Thursday, October 4, 2007

57 The drought


We hadn’t counted on there being a drought. The sky kept looking like it could barely hold the rain in, like you might feel in the middle of the night after a big evening drinking. Up came the black clouds regularly at around midday, the sky would spin with the countervailing currents coming down from the mountains and up from the sea, and then there would be a stand-off agreement and no rain. The river stopped flowing, eventually breaking up into stagnant pools with bare-rock separators. Mr Glockemman’s pump stopped pumping, needing a continuous flow of water through it to provide power, and we had to resort back to the old fuel-hungry water movers we had put aside years before. The pump inlet had to be extended several metres to reach available water. The platypus complained about the noise and fought the suction not wanting to be converted to scrambled eggs.

Let’s sell, she said.

It wasn’t really a big drought, though the gum trees started looking miserable and dropping rattling cascades of leaves and bark. Everybody started talking about 1981. That was a serious drought. Someone could even recall 1941 and during the war to make the dry period even harder. The droughts of the Great War years were worst; they kept on and on. Nobody claimed that memory, though I considered it for a while. We just kept looking at the sky and hoping and double hoping that those black clouds wouldn’t make a dry storm and spot fires.

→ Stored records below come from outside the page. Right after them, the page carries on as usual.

PR #572, opened 2024-07-20
feat: api client

mPaella:
## Description

this is a common api client, which _should_ be used for basically all client + server side crossmint api interactions

first one being with embedded checkout v3

### DIFF
--- a/packages/common/base/src/apiClient/ApiClient.ts
+++ b/packages/common/base/src/apiClient/ApiClient.ts
@@ -7,7 +7,7 @@ export abstract class ApiClient {
     abstract get baseUrl(): string;
 
     private async makeRequest(path: string, init: RequestInit) {
-        return fetch(`${ApiClient.normalizePath(this.baseUrl)}/${path}`, {
+        return fetch(`${ApiClient.normalizePath(this.baseUrl)}/${ApiClient.normalizePath(path)}`, {
             ...init,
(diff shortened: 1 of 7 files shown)


packages/common/base/src/apiClient/ApiClient.ts
```diff
@@ -0,0 +1,41 @@
...
+        return this.makeRequest(path, { ...params, method: "PUT" });
+    }
+
+    async delete(path: string, params: Omit<RequestInit, "method">) {
+        return this.makeRequest(path, { ...params, method: "DELETE" });
+    }
+
+    async patch(path: string, params: Omit<RequestInit, "method">) {
+        return this.makeRequest(path, { ...params, method: "PATCH" });
+    }
```
mPaella, line 34: eventually we probably want these functions to be more like the ones in crossmint-main, for ex with retries + json parsng, but this is just the strart

packages/common/base/src/apiClient/CrossmintApiClient.ts
```diff
@@ -0,0 +1,52 @@
...
+        switch (environment) {
+            case "production":
+                url = "https://www.crossmint.com";
+                break;
+            case "staging":
+                url = "https://staging.crossmint.com";
+                break;
+            case "development":
+                url = "http://localhost:3000";
+                break;
```
pgarciaegido, line 45: I would add a comment here making it explicit this is a utility for us crossmint devs

pgarciaegido (commented):
OK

The raspberries didn’t like it despite being dripped regularly and staying green. Yields fell. Migrating birds thought our place looked better than some others and we finished up with visitors not seen before. One day I discovered the raspberry enclosure alive with silvereyes; hundreds of them like mice crawling over the fruit. They are small so could get in through the coarse wire mesh. They are delicate eaters. They take one segment at a time out of a raspberry. Nevertheless I had to get them out and keep them out otherwise the low yield would be no yield within a few days. I covered all the coarse mesh wire with fine mesh, suspending it like vertical blinds so I could raise it when the silvereyes left. I opened one end of the enclosure and shooed them out with a waving plastic rake and loud shouts that upset the neighbours and the watching kangaroos. It worked. For a day the silvereyes covered the outside of the enclosure searching randomly for holes then they disappeared for good to find other oases.

A few, maybe 10, hung around outside. They decided to become permanent migrants. When I became slack they found their way into the enclosure and nested and the colony began. Only during deepest winter do they go away only to return in spring. Ten is OK. They are very pretty.

The drought had other problems, not always recognised by city people. When it’s drought the stars sparkle more but the frosts are harder. The deep frosts creep further out of the winter into the growing season and petrify the spring flowers prettily, but sterilise them. Lower than minus 4°C and it is goodbye to fruit setting. A week of those temperatures during flowering and a boysenberry or cherry crop is finished till next season even before it has begun.

We had that problem. No boysenberries, no early raspberries and mid season raspberries that developed on branched canes, damaged by the frosts during their formation. And the late season fruits came too early on short canes because they accumulated their cold requirement for flowering too quickly. Jon Fox had been right; frosts are the most difficult problem.